• **Required action**: Whenever a line of the material contains the string "could", it should be copied.

════

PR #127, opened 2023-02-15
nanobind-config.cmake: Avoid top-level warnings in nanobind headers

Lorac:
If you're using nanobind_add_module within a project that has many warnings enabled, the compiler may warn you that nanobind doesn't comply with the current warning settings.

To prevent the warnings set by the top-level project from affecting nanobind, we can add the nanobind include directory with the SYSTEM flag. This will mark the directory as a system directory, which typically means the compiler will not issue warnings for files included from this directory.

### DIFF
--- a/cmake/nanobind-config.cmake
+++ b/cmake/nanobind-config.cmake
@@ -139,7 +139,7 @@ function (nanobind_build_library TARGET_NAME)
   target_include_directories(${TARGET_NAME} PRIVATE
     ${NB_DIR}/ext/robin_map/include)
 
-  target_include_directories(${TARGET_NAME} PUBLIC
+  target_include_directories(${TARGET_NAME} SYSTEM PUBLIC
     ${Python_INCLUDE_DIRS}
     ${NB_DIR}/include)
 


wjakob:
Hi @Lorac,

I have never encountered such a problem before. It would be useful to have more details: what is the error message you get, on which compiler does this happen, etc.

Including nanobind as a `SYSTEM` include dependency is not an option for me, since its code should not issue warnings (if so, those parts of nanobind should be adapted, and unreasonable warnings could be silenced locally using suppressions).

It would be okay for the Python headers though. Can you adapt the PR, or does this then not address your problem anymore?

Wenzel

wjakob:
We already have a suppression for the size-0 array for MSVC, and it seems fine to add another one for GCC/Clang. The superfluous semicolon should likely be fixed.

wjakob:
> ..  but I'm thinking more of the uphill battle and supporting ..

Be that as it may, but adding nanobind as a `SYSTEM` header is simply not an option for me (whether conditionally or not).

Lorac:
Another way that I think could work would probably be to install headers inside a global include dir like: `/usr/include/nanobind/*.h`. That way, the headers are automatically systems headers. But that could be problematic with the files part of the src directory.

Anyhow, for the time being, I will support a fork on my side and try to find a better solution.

════

• **Solution to the exercise**:
Including nanobind as a `SYSTEM` include dependency is not an option for me, since its code should not issue warnings (if so, those parts of nanobind should be adapted, and unreasonable warnings could be silenced locally using suppressions).
Another way that I think could work would probably be to install headers inside a global include dir like: `/usr/include/nanobind/*.h`. That way, the headers are automatically systems headers. But that could be problematic with the files part of the src directory.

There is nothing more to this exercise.